Try it: From the records below, please repeat exactly the line that has "had no other", the line that has "Icons now always", and every line between them, and nothing else.

Data to use:
PR #4340, opened 2026-04-17
Stop persisting per-view icon in DashContainer state (#4320)

### LINKED ISSUE #4320: Investigate (and likely remove) persistence of icon within dashboard widget state

amcclain:
Closes #4320.

## Summary

Removes per-view `icon` persistence from `DashContainerModel` layout state, and drops the `serializeIcon` / `deserializeIcon` helpers that existed to support it. Icons now come from the `DashViewSpec` on every load, matching `DashCanvasModel` and avoiding stale icons after a viewSpec is updated in code.

Marked breaking since the serialize/deserialize helpers are public exports, though the blast radius is small - no consumers in the framework or any of the sample apps.

## What changed

- `desktop/cmp/dash/container/impl/DashContainerUtils.ts` - removed the `icon` write in `convertGLToState` and the matching read in `convertStateToGL`.
- `desktop/cmp/dash/container/DashContainerModel.ts` - removed the `deserializeIcon` handling in the GoldenLayout `registerComponent` callback. The computed `viewState` getter still tracks `icon`, so an app-driven change to `DashViewModel.icon` still triggers the tab-header redraw at runtime - the override just no longer round-trips through persisted state.
- `icon/Icon.ts` - removed the `serializeIcon()` / `deserializeIcon()` exports. Apps that need the equivalent can use `pickBy(iconEl.props)` and `Icon.icon(json)`.
- `icon/README.md` and `docs/README.md` - removed references to the dropped helpers.
- `CHANGELOG.md` - breaking change entry under `85.0.0-SNAPSHOT` with 🟢 LOW upgrade difficulty.

## Why

Reviewing the code around #4320 surfaced an asymmetry: `DashContainerModel` persisted widget icons, while `DashCanvasModel` did not. Tracing the history, the icon persistence path came in alongside the tab-rename feature (#1558), which pulled `title` and `icon` out of the generic `viewState` bag so that user-driven title renames could be saved without colliding with app-defined keys. At the time, `title` and `icon` were treated as a pair - and the `icon` half of that pair carried forward by analogy.

In practice the two have different profiles:

- `title` has a first-class user action (double-click to rename), so persisting user-entered values is load-bearing.
- `icon` has no user-facing UI. It is part of the widget's identity and belongs on the `DashViewSpec`. Persisting an earlier snapshot means that if an app updates the spec icon in code, users see the old icon until they clear their layout.

`DashCanvasModel`, written later, landed without icon persistence and has served apps well that way. Removing the DashContainer half aligns the two dash types, reduces state surface area, and removes a quiet source of drift between code and persisted state. With that internal user gone, the `serializeIcon` / `deserializeIcon` helpers were stranded and could be dropped from the public API as well.

## Impact on apps

- Apps that set `DashViewModel.icon` imperatively at runtime can still do so - the override drives the tab-header render via the existing reactivity. What changes is that the override is not written to persisted state, so a reload will show the viewSpec icon again. The recommended pattern for dynamic icons (and the one documented for dynamic titles in the dash README) is to drive them from a reaction on observable app state.
- Apps that import `serializeIcon` / `deserializeIcon` from `@xh/hoist/icon` will need to inline the equivalent logic. A grep across Toolbox, Jobsite, DirectLend, and Veracity found no direct consumers.

## Test plan

- [x] `npx tsc --noEmit` passes
- [x] Lint / prettier clean via pre-commit hooks
- [ ] Smoke-test a DashContainer layout in Toolbox: add/rename/remove views, reload, confirm icons render from viewSpec and titles still persist

Hoist P/R Checklist
-------------------

- [x] Caught up with \`develop\` branch as of last change.
- [x] Reviewed for breaking changes, added \`breaking-change\` label + CHANGELOG if so.
- [x] Reviewed and tested on Mobile, or determined not required. (Dash is desktop-only.)

### DIFF
--- a/CHANGELOG.md
+++ b/CHANGELOG.md
@@ -5,15 +5,12 @@
 ### 💥 Breaking Changes (upgrade difficulty: 🟢 LOW)
 
 * `DashContainerModel` no longer persists per-view `icon` in its layout state, aligning with
-  `DashCanvasModel`. Icons are now sourced exclusively from the `DashViewSpec` on every load,
-  avoiding stale icons when a viewSpec is updated in code. Apps that set `DashViewModel.icon` at
-  runtime can still do so - the override still drives tab header rendering via the existing
-  reaction, it just no longer round-trips through persisted state. For dynamic icons, drive them
-  from a reaction on observable state (see the "Dynamic Titles" pattern in the dash README).
-* Removed the `serializeIcon()` and `deserializeIcon()` helpers from `@xh/hoist/icon`. These were
-  used internally by the previous `DashContainer` icon persistence path and had no other
-  framework consumers. Apps that reference them directly should inline the equivalent logic
-  (`pickBy(iconEl.props)` to serialize, `Icon.icon(json)` to restore).
+  `DashCanvasModel`. Icons now always come from the `DashViewSpec`. Apps that set
+  `DashViewModel.icon` at runtime still see it render, but the override is no longer saved -
+  drive dynamic icons from a reaction on observable state.
+* Removed the `serializeIcon()` / `deserializeIcon()` helpers from `@xh/hoist/icon`, which
+  existed only to support the above. Apps still needing this can use `pickBy(iconEl.props)` and
+  `Icon.icon(json)` respectively.
 
 ### 🎁 New Features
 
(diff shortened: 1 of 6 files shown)


amcclain:
@lbwexler / @TomTirapani / @cnrudd / @haynesjm42 - I'd like to pick this up for a v86 release - I think it cleans up a source of occasional errors and removes this idea of serializing icons which I _believe_ is overly brittle but also not necessary.  Tagging you all as a group that would be the most likely to know if we should *not* remove this - i.e. if we are using it in a way I'm not appreciating.  No rush on this today, for next week perhaps.

lbwexler:
I think this sounds like a good idea!

TomTirapani:
Sounds good to me 👍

Task answer:
-  used internally by the previous `DashContainer` icon persistence path and had no other
-  framework consumers. Apps that reference them directly should inline the equivalent logic
-  (`pickBy(iconEl.props)` to serialize, `Icon.icon(json)` to restore).
+  `DashCanvasModel`. Icons now always come from the `DashViewSpec`. Apps that set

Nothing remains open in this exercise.